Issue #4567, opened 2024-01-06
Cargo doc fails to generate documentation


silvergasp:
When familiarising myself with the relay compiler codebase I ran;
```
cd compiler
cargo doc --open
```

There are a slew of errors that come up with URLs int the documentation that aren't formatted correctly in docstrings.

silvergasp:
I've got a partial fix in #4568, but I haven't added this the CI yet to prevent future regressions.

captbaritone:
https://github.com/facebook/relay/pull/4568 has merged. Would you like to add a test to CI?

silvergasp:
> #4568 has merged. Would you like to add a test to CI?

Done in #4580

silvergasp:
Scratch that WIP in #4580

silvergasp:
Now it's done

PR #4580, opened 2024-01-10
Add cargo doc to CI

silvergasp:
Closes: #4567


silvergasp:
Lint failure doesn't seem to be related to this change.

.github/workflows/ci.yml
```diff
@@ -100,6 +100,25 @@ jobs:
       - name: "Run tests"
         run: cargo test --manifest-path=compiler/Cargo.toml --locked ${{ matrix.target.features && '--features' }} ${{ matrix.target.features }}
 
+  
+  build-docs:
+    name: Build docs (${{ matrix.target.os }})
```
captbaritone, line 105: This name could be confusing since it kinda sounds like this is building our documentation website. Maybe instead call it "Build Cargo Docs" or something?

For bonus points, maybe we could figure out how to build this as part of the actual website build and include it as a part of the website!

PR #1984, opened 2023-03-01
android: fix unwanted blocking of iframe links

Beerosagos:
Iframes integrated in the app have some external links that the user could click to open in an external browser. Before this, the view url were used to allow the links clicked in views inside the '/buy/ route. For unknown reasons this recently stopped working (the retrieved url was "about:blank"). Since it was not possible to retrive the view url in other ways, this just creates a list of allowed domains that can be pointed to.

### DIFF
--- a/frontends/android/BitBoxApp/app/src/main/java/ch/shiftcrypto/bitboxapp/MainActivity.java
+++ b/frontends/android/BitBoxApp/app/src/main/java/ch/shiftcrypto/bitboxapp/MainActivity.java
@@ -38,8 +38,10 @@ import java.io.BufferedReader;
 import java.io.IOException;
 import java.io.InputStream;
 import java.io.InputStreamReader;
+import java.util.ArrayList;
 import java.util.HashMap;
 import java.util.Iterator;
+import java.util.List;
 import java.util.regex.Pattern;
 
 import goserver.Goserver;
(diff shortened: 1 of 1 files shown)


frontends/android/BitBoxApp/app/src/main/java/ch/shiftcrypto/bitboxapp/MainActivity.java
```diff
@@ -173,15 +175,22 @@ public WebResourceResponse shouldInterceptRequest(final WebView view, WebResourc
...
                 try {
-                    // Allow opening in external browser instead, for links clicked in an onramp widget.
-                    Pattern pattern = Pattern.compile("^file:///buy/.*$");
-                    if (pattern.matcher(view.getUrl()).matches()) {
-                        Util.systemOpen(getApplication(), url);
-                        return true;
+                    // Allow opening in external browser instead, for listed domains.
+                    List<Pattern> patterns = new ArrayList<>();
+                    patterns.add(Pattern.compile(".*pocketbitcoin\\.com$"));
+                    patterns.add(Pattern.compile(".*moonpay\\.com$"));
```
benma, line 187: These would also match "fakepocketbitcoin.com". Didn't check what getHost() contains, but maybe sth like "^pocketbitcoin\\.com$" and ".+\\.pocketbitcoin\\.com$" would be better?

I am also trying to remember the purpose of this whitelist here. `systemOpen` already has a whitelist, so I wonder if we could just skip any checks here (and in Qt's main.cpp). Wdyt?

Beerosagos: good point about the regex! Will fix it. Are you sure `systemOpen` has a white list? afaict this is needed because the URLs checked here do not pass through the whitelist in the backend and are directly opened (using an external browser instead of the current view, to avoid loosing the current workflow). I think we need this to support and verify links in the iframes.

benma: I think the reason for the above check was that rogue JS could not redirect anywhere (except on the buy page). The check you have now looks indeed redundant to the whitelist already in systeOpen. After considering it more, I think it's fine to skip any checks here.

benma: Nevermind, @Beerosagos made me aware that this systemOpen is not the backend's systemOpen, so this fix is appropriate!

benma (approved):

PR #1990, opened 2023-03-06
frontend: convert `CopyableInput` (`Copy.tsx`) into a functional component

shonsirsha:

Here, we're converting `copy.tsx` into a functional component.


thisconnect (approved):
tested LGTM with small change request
**********
• _What this task involves_: If a line in the data above includes the string "import", copy it.

• _Written answer_:
@@ -38,8 +38,10 @@ import java.io.BufferedReader;
 import java.io.IOException;
 import java.io.InputStream;
 import java.io.InputStreamReader;
+import java.util.ArrayList;
 import java.util.HashMap;
 import java.util.Iterator;
+import java.util.List;
 import java.util.regex.Pattern;
 import goserver.Goserver;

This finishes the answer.